--- START ---

PR #475, opened 2020-01-30
(types): enforce stricter typings

agilgur5:
- noUnusedParameters, noImplicitReturns, and noFallthroughCasesInSwitch
  - improve typings for 1 unused parameter and 1 implicit return

- also remove noImplicitAny as that's redundant with strict: true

--- END ---

Reproduce every single entry above exactly.

PR #475, opened 2020-01-30
(types): enforce stricter typings

agilgur5:
- noUnusedParameters, noImplicitReturns, and noFallthroughCasesInSwitch
  - improve typings for 1 unused parameter and 1 implicit return

- also remove noImplicitAny as that's redundant with strict: true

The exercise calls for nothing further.